コロナの多くは軽症10日、重症20日たてば感染性はほとんどなくなるとのことで、受け入れ要請がきます。
とはいえ0.1%でもあれば、そういう患者を10人、100人受け入れれば1%、10%に増える訳です。
おそらく簡易防護をして対応することになりますが、感染のリスクやストレスには晒されます。ただでさえ医療界や介護業界は人不足ですので、離職により運営が困難になる可能性もあります。
普通に考えれば、なるべくならコロナには係わりたくないのが本音だと思います。
3.コロナの後遺症の症状は、治療法が確立されていない
コロナの感染性がなくなっても、患者様は体力が落ちて、自分で歩けなかったり、ご飯を食べれなかったりする訳です
またコロナ特有の後遺症が残っていたりすることもあります。
コロナの後遺症の治療には、自分も苦労した経験があります。一般的な病後の体力の低下と同じような治療をしてみましたが、全くうまくいきませんでした。今のところ、これという治療法がありません。
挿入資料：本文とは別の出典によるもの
PR #90, opened 2026-07-03
Fix SDK auth startup and stale link recovery

ben-kaufman:
## Summary
- Fix Pubky Ring auth startup by making SDK/FFI auth start/resume helpers async, so mobile calls run inside UniFFI tokio runtime.
- Let `ensure_link_with_peer` start a fresh deterministic Encrypted Link handshake in the same call after stale stored handshake state fails, whether restore fails or restore succeeds but the handshake cannot advance.
- Preserve an already in-progress recovery handshake when observing a remote recovery marker, so peers with mutual recovery markers do not repeatedly reset relink attempts.
- Clear the local Encrypted Link outbox before fresh recovery handshakes, so peers do not read stale ciphertext left at deterministic private stream paths after delete/recreate flows.
- Keep Paykit release artifacts at unpublished `0.1.0-rc28` and regenerate all iOS/Android bindings/native artifacts.

## Why
Bitkit mobile saw SDK-side failures in the Ring auth and post-delete/recreate recovery flows:
- Ring auth startup could fail before Ring opened with `there is no reactor running`, because auth-flow creation happened from a synchronous FFI method.
- After deleting/recreating the same Pubky identity and re-adding a contact, stale Encrypted Link state could get retried forever. One case failed during restore with `RestoreReplayError`; another restored but failed while advancing with `failed to transition to transport mode: IsHandshake`. Both now mark the peer recovery-required and allow `ensure_link_with_peer` to start a fresh handshake instead of retrying the same stale snapshot.
- In rc27, two peers with recovery markers could still cycle through initiate/accept/advance because marker observation could clear a fresh in-progress recovery handshake. Marker observation now leaves active handshakes alone and lets the relink finish or fail on its own state.
- The final delete/recreate blocker was deterministic private stream storage: the same identity pair derives the same private paths, so old ciphertext can remain at low counters and be read by the peer after a fresh relink. Recovery now clears the local write stream, which is the peer read stream, before starting a fresh recovery handshake.

## API Impact
- Swift/Kotlin `startSignInAuth`, `startSignUpAuth`, and `resumeAuth` are now async/suspend.
- `paykit-lib` now exposes `clear_encrypted_link_outbox` for deleting the local encrypted write stream during recovery.
- `Package.swift` targets `v0.1.0-rc28` with the regenerated XCFramework checksum.
- Android Gradle/Cargo package versions remain `0.1.0-rc28`.

## Verification
- `cd paykit-ffi && ./build.sh --release --rc all`, including iOS XCFramework generation and Android Maven Local publication
- `cargo fmt --check`
- `cargo test -p paykit-sdk --lib recovery --locked`
- `cargo test -p paykit-sdk --lib --locked`
- `cargo test -p paykit-ffi --locked`
- `cargo clippy -p paykit-lib -p paykit-sdk -p paykit-ffi --all-targets --all-features --locked`
- `cargo doc -p paykit-lib -p paykit-sdk -p paykit-ffi --no-deps --locked`
- `cargo test -p paykit-sdk --test testnet_e2e --no-run --locked`
- `swift package compute-checksum paykit-ffi/bindings/ios/Paykit.xcframework.zip`
- Bitkit Android preserved delete/recreate E2E passed with these local artifacts, per mobile integration testing.

Note: the focused live testnet E2E for mutual recovery markers was added and compiles, but this local machine could not start embedded Postgres (`failed to start embedded postgres: Request failed after 3 retries`), so I could not run that test to completion here.


paykit-sdk/src/runtime/recovery.rs
```diff
@@ -370,6 +370,14 @@ where
                 marker_created_at,
             )
             .await?;
+        if changed {
+            paykit_lib::clear_encrypted_link_outbox(
```
Jasonvdb: This clear runs after the peer link lease has been released, so it can race a fresh handshake started by a concurrent `ensure_link_with_peer`. `mark_remote_recovery_marker_observed_if_needed` claims and releases the lease internally, so nothing serializes this delete against other peer link operations. A concurrent `ensure_link_with_peer` can claim the lease, see `RecoveryRequired`, clear the outbox itself, start the fresh handshake, and write handshake message 1 to the deterministic write path; the in-flight clear here then deletes that message. The counterparty never sees message 1, the new handshake wedges in `Pending`, and `recovery_handshake_is_in_progress` suppresses further marker-based recovery for that peer. Trigger: background marker observation running concurrently with a UI-triggered relink for the same counterparty, which is the normal mobile shape.

Fix: perform the clear while the lease is still held, matching the ordering in `start_link_handshake_with_claim` (encrypted_links.rs:628), e.g. claim the lease, mark, clear, then `finish_peer_link_operation`.

paykit-sdk/src/runtime/recovery.rs
```diff
@@ -610,17 +632,30 @@ fn parse_recovery_marker_created_at(marker: &EncryptedLinkRecoveryMarker) -> Res
...
+            marker_created_at.timestamp() <= checkpointed_at.timestamp()
+        });
+    let marker_is_before_private_receive = peer
+        .and_then(|peer| peer.last_private_receive_at)
+        .is_some_and(|received_at| marker_created_at.timestamp() <= received_at.timestamp());
+    marker_is_before_link_checkpoint || marker_is_before_private_receive
+}
+
+fn recovery_handshake_is_in_progress(link_state: Option<&EncryptedLinkStateRecord>) -> bool {
+    link_state.is_some_and(|state| state.handshake_snapshot.is_some())
```
Jasonvdb: This guard has no staleness bound, so any stored `handshake_snapshot` suppresses remote recovery markers indefinitely. A handshake wedged in `Ok(Pending)` never errors (advance keeps returning Pending while the counterparty's next message is missing), so nothing clears the snapshot, and every future marker is ignored at recovery.rs:396 and recovery.rs:451. A counterparty who lost state mid-handshake can then publish markers forever with no effect, and the pair cannot converge. The pre-rc31 behavior (a marker newer than `checkpointed_at` resets local state) had churn but not this deadlock.

Fix: bound the guard, e.g. only skip the marker when the snapshot's `checkpointed_at` is within a freshness window of `marker_created_at`, so an aged Pending snapshot yields to a newer marker. Worth a test where a marker newer than a stale Pending snapshot unwedges the pair.

paykit-sdk/src/runtime/recovery.rs
ben-kaufman: Fixed in `d4ed4ce`. The remote-marker path now claims the peer link operation lease before applying the marker, clears the deterministic outbox while that lease is still held, and only then releases the lease. That keeps a concurrent relink from writing a fresh handshake message that the marker observer can delete afterward.

paykit-sdk/src/runtime/recovery.rs
ben-kaufman: Fixed in `d4ed4ce`. The in-progress handshake guard is now bounded by the peer link operation freshness window: recent handshakes are still preserved, but a newer remote recovery marker can take over once the pending handshake is stale. I also added `test_remote_recovery_marker_observation_accepts_newer_marker_after_stale_handshake` for this case.

Jasonvdb (approved):

PR #168, opened 2022-03-17
Fix: Crash when output is switched on

pmkap:
Currently, `chosen_output` is a pointer to an element in the `available_outputs` vector. When an output is plugged in or switched on, this vector grows, is reallocated and `chosen_output` becomes invalid, resulting in a segmentation fault.

Fixing this by using `std::list` instead of `std::vector` for
`available_outputs`.

### DIFF
--- a/src/main.cpp
+++ b/src/main.cpp
@@ -2,6 +2,7 @@
 #define _POSIX_C_SOURCE 199309L
 #include <iostream>
 
+#include <list>
 #include <string>
 #include <thread>
 #include <mutex>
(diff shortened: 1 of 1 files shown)


ammen99:
I think a simpler solution would be to just stop adding new outputs once we have started recording.

pmkap:
> I think a simpler solution would be to just stop adding new outputs once we have started recording.

Yeah I suppose so.

Even simpler would be to just reserve 10 or so outputs.

But IMO, a linked list is the better container for this case.

src/main.cpp
```diff
@@ -463,10 +464,16 @@ static wf_recorder_output* choose_interactive()
     fflush(stdout);
 
     int choice;
-    if (scanf("%d", &choice) != 1 || choice > (int)available_outputs.size() || choice <= 0)
-        return nullptr;
+    scanf("%d", &choice);
 
-    return &available_outputs[choice - 1];
+    i = 1;
```
ammen99, line 469: I'd rather use `std::advance` here, gives you better readability. Also, you'd need to keep the check above.

pmkap: Ah yeah this is a lot nicer :)

ammen99 (approved):
Thanks!

PR #171, opened 2022-04-20
Note that wf-recorder is available in Debian

gwolf:
wf-recorder has been available in Debian for three years already, and is part of the current stable release.
Thanks!


ammen99 (approved):
That's great, thanks for the PR ;)

PR #176, opened 2022-07-07
Set sample rate to 48000 to match Pipewire defaults

### LINKED ISSUE #59: audio sync is completely off
Recording video works great, but audio is ahead of it's time. Any way to fix this? I'm using Pulseaudio 13.0.

llyyr:
Alternative solution is to add 44100 in `default.clock.allowed-rates` in pipewire.conf. Better solution is to wait for #102 to be merged

Fixes #59 and other similar issues

### DIFF
--- a/src/frame-writer.cpp
+++ b/src/frame-writer.cpp
@@ -13,7 +13,7 @@
 
 
 static const AVRational US_RATIONAL{1,1000000} ;
-#define AUDIO_RATE 44100
+#define AUDIO_RATE 48000
 
 // av_register_all was deprecated in 58.9.100, removed in 59.0.100
 #if LIBAVCODEC_VERSION_INT < AV_VERSION_INT(59, 0, 100)
--- a/src/frame-writer.cpp
+++ b/src/frame-writer.cpp
@@ -13,7 +13,6 @@
 
 
 static const AVRational US_RATIONAL{1,1000000} ;
-#define AUDIO_RATE 48000
 
 // av_register_all was deprecated in 58.9.100, removed in 59.0.100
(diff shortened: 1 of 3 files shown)


ammen99 (commented):
LGTM, it would be good if more people can test this to make sure we do not break anything. I'll try it later today myself.

src/frame-writer.cpp
```diff
@@ -13,7 +13,7 @@
 
 
 static const AVRational US_RATIONAL{1,1000000} ;
-#define AUDIO_RATE 44100
+#define AUDIO_RATE 48000
```
soreau, line 16: While we're at it, we should remove this #define since it's already defined in the header this file includes.

src/pulse.cpp
```diff
@@ -20,7 +20,7 @@ PulseReader::PulseReader(PulseReaderParams _p)
     pa_sample_spec sample_spec =
     {
         .format = PA_SAMPLE_FLOAT32LE,
-        .rate = 44100,
+        .rate = 48000,
```
soreau, line 23: ..and use the AUDIO_RATE define here instead of hard coding it.

soreau (commented):
This should have been a one-line change to the header but this is a good opportunity to clean up.

ammen99:
Is this necessary at all if #177 is merged?

llyyr:
Nope, this should be closed in favor of #177. I could change the default sample rate in that branch to 48k as well though

ammen99:
Closing as #177 was merged as a much better solution, thanks nonetheless ;)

そんな患者を診療する覚悟がないと受け入れられません。
4.風評被害
コロナを受け入れるとあれば、患者様からは敬遠されます。
また病院の職員は、近所から嫌がられたり、家族が被害を受ける事があります。
普段通院している患者様、今入院している患者様、また働いている職員の事を考えると、受け入れに手を上げることはなかなかできないはずです。
おわりに
自分の病院はコロナを受け入れています。
受け入れている自分たちが、声を上げて言います。
受け入れていないからと非難をしないでください。
医療大国なんていうのは妄想です。
破産寸前の保険医療を何とか維持するため、医療はギリギリで運営されていたのですから。